PR #1618, opened 2026-07-09
feat(smb): emit file owner/group as real AD SID in idmap:rid (#1617)

### LINKED ISSUE #1617: feat(smb): emit file owner/group as real AD SID (not the machine-domain SID) in idmap:rid
## Context

Follow-up from PR #1610 (#1607/#1608 — Windows Security tab). On an AD-joined share in `idmap:rid`, a file owned by an AD user (e.g. `admin.txt`, owner uid 500 = the domain Administrator) carries the **algorithmic machine-domain SID** (`S-1-5-21-<machine>-<uid>`) in its security descriptor, even though the same identity is granted/authenticated via its **real AD SID** (`S-1-5-21-<addomain>-<rid>`).

The reverse LSARPC resolution masks this cosmetically (owner still displays as `CUBBIT\Administrator`), and the referenced-domain list is now deduped by SID (PR #1610, commit d06fb7ff) so the earlier "two CUBBIT domains → raw SIDs → Explorer crash" cannot recur. But the owner's *underlying* SID is still the machine SID rather than its real AD SID — an internal inconsistency worth removing at the source.

## Proposal

Emit the file **owner** and **group** SIDs as their real directory (AD) SID when the uid/gid maps to a directory account, so the descriptor's owner/group uses the SAME SID the account's PAC and share grants carry. Local accounts (uid 0 / control-plane users) keep the machine-domain SID.

Both directions must be handled:
- **Emit** (`internal/adapter/smb/handlers/security.go` — `BuildSecurityDescriptorWithGrants`, `principalToSID`): owner/group SID = AD SID when the id resolves to a directory account, else machine SID.
- **Parse** (`ParseSecurityDescriptor` / `securityDescriptorOwnerGroupSIDs` + the `SET_INFO` owner path): map an AD SID back to its uid (rid mode: uid = RID) so a client that writes the SD back does not get its owner change rejected as unmappable.

Source the AD domain SID from the LDAP provider's discovered/cached domain SID (added in PR #1610, `pkg/identity/ldap/provider.go`). **Gate on the AD domain SID being known** so non-AD / local-only / smbtorture deployments are a no-op (machine SID, unchanged behavior).

## Acceptance

- File owned by an AD user shows owner `DOMAIN\name` backed by the **real AD SID**.
- Owner round-trips (read SD → write SD back) do not fail for AD-owned files.
- No change / no regression for local-only shares and the SMB conformance suite.

marmos91:
Follow-up to #1610. Closes #1617.

Emits a file's owner/group SID as its **real directory (AD) SID** when the uid/gid maps to a directory account, instead of the algorithmic machine-domain SID — so an AD-owned file's owner uses the same SID its PAC and share grants carry. This also removes the last source of the multi-domain LSARPC crash class (`d06fb7ff` fixed it minimally by deduping referenced domains by SID; emitting the owner as its true AD SID means the owner and the AD grants share one referenced domain to begin with).

Local accounts keep the machine SID; the bridge only hits when the directory actually holds the account, so **non-AD / local-only / smbtorture deployments are a byte-for-byte no-op**.

### Design
Machine SIDs use the Samba algorithmic RID (`uid*2+1000`); AD SIDs in `idmap:rid` use `RID = uid` against the AD domain SID — a separate path. A package-level `DirectorySIDBridge` hook in `handlers` couples uid/gid ↔ AD SID in both directions:

- **Emit** (`ownerSIDFor`/`groupSIDFor`): owner/group SD fields and the `OWNER@`/`GROUP@` special ACEs advertise the AD SID when the bridge maps it, else fall back to the machine SID.
- **Parse** (`directoryUIDForSID`/`directoryGIDForSID`): when Windows echoes the AD-SID owner back through SET_INFO, recover the same uid/gid so the change round-trips instead of tripping the `#1228` unmappable-owner gate.

The bridge (`pkg/adapter/smb/directory_sid_bridge.go`) wraps `identity.Resolver` (`SIDForUID/SIDForGID` emit, `Resolve` by SID for parse) and is wired in `wireForeignSIDResolver` next to the LSARPC foreign-SID resolver — same resolver chain, same config-change re-run.

### Changes
- [x] `ldap.Provider.SIDForUID/SIDForGID` (uid/gid → directory SID; reverse lookup returns objectSid)
- [x] `identity.Resolver.SIDForUID/SIDForGID` (cached, provider-chain delegation)
- [x] `handlers` `DirectorySIDBridge` hook + emit/parse integration in `security.go`
- [x] `pkg/adapter/smb` bridge over `identity.Resolver` + wiring
- [x] Unit tests (emit AD SID, machine-SID fallback no-op, AD-owner round-trip, OWNER@ ACE)
- [x] AD testbed validation — mounted as alice; `admin.txt` owner shows `CUBBITAdministrator` (real AD SID), all rows resolve `CUBBIT...`, no crash, no raw SIDs

### DIFF
--- a/internal/adapter/smb/handlers/security.go
+++ b/internal/adapter/smb/handlers/security.go
@@ -238,6 +238,30 @@ func directoryGIDForSID(s *sid.SID) (uint32, bool) {
 	return 0, false
 }
 
+// sameSID reports whether two SIDs are identical. A nil operand never matches.
+// Used by the SET_INFO owner/group gate to recognize a re-set of the file's
+// current owner/group SID as a no-op (#1617).
+func sameSID(a, b *sid.SID) bool {
+	if a == nil || b == nil {
+		return false
+	}
+	return sid.FormatSID(a) == sid.FormatSID(b)
+}
+
+// isCurrentOwnerSID reports whether reqSID equals the SID the server currently
+// emits for a file owned by uid — the machine-domain SID, or the real directory
+// SID when the bridge maps the uid (#1617). The SET_INFO gate uses this to
+// distinguish a no-op owner re-set (accept) from a genuine unmappable chown
+// (reject, #1228), independent of whether the reverse directory lookup is up.
+func isCurrentOwnerSID(reqSID *sid.SID, uid uint32) bool {
+	return sameSID(reqSID, ownerSIDFor(_defaultSIDMapper.Load(), uid))
+}
+
+// isCurrentGroupSID mirrors isCurrentOwnerSID for a file's group GID.
+func isCurrentGroupSID(reqSID *sid.SID, gid uint32) bool {
+	return sameSID(reqSID, groupSIDFor(_defaultSIDMapper.Load(), gid))
+}
+
 // ============================================================================
 // Security Descriptor Building
 // ============================================================================
--- a/internal/adapter/smb/handlers/security.go
+++ b/internal/adapter/smb/handlers/security.go
@@ -137,6 +137,108 @@ func GetSIDMapper() *sid.SIDMapper {
 }
 
 // ============================================================================
+// Directory SID Bridge (#1617)
+// ============================================================================
+
+// DirectorySIDBridge couples a POSIX UID/GID to its real directory (AD) SID in
+// both directions, backing #1617. Emit (SIDForUID/SIDForGID) advertises a file
+// owner/group as the account's actual AD SID instead of the algorithmic
+// machine-domain SID from the SIDMapper; parse (UIDForSID/GIDForSID) recovers
+// the UID/GID when Windows echoes that AD SID back through SET_INFO so an owner
+// emitted this way round-trips instead of tripping the unmappable-owner gate.
+//
+// Every method returns ok=false on a miss (never an error) and the caller falls
+// back to the SIDMapper's machine-domain mapping. Because the bridge only hits
+// on accounts the directory actually holds, a local-only or conformance
+// deployment (no AD provider) is a transparent no-op: SIDForUID/GID always miss
+// and the descriptor stays byte-for-byte what it was before #1617.
+type DirectorySIDBridge interface {
+	// SIDForUID resolves a POSIX UID to its directory user SID string.
+	SIDForUID(uid uint32) (sidStr string, ok bool)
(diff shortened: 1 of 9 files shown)


marmos91:
Addressed the Copilot comments plus a code-simplifier / code-reviewer pass. Commit `ae413792`.

**Copilot**
- `provider.go` `SIDForUID`/`SIDForGID` now return `ok=false` when the object's `objectSid` is missing/undecodable (empty string is a miss, not a hit).
- `reverseLookup` logs an `objectSid` decode failure / absence at Debug, so an objectSid read regression is diagnosable instead of a silent machine-SID fallback.
- Added `Resolver.SIDForUID/SIDForGID` unit tests: `_Chain` (first SID-capable provider wins, plain provider skipped), `_Cached` (hit+miss cached, matching `LookupUID`), `_EmptyIsMiss` (provider returning `("", true)` is treated as a miss).

**Code-reviewer (2 HIGH, both made live by this change — fixed)**
- **rfc2307 group GID round-trip:** a group object carries `gidNumber` but no `uidNumber`, so `deriveUIDGID` fell through to the RID path and `GIDForSID` recovered the RID — a Group SD round-trip would silently rewrite a file's gid. Now honors a group's stamped `gidNumber` directly. Regression test `TestDeriveUIDGID_RFC2307_GroupUsesGidNumber`.
- **foreign-domain owner gate:** emitting the owner as a foreign AD SID meant a transient reverse-lookup miss turned a Windows no-op owner re-set into `StatusInvalidOwner`. The gate now accepts a re-set of the file's *current* owner/group SID as a no-op independent of directory reachability (only a genuine change to an unmappable foreign SID is rejected). Test `TestSetInfo_DirectoryBridge_CurrentOwnerGroupSIDIsNoOp`.
- *Negative-cache poisoning (LOW):* largely neutralized by the no-op fix above — a no-op re-set no longer depends on the reverse path being up. Distinguishing "no such object" from "directory unreachable" on the parse cache is left as a pre-existing follow-up (same pattern as `reverseLookup`).
- *Local/AD uid namespace collision (LOW):* inherent to sharing one POSIX id space under RFC2307; noted, not gated.

**Code-simplifier**
- Extracted the shared `resolveSID` helper in the bridge (deduped the `Resolve`+timeout body of `UIDForSID`/`GIDForSID`).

▶ **Directions for this task**: Report each line of the data in which "tripping" occurs.

▶ **Solution for this problem**:
- **Parse** (`directoryUIDForSID`/`directoryGIDForSID`): when Windows echoes the AD-SID owner back through SET_INFO, recover the same uid/gid so the change round-trips instead of tripping the `#1228` unmappable-owner gate.
+// emitted this way round-trips instead of tripping the unmappable-owner gate.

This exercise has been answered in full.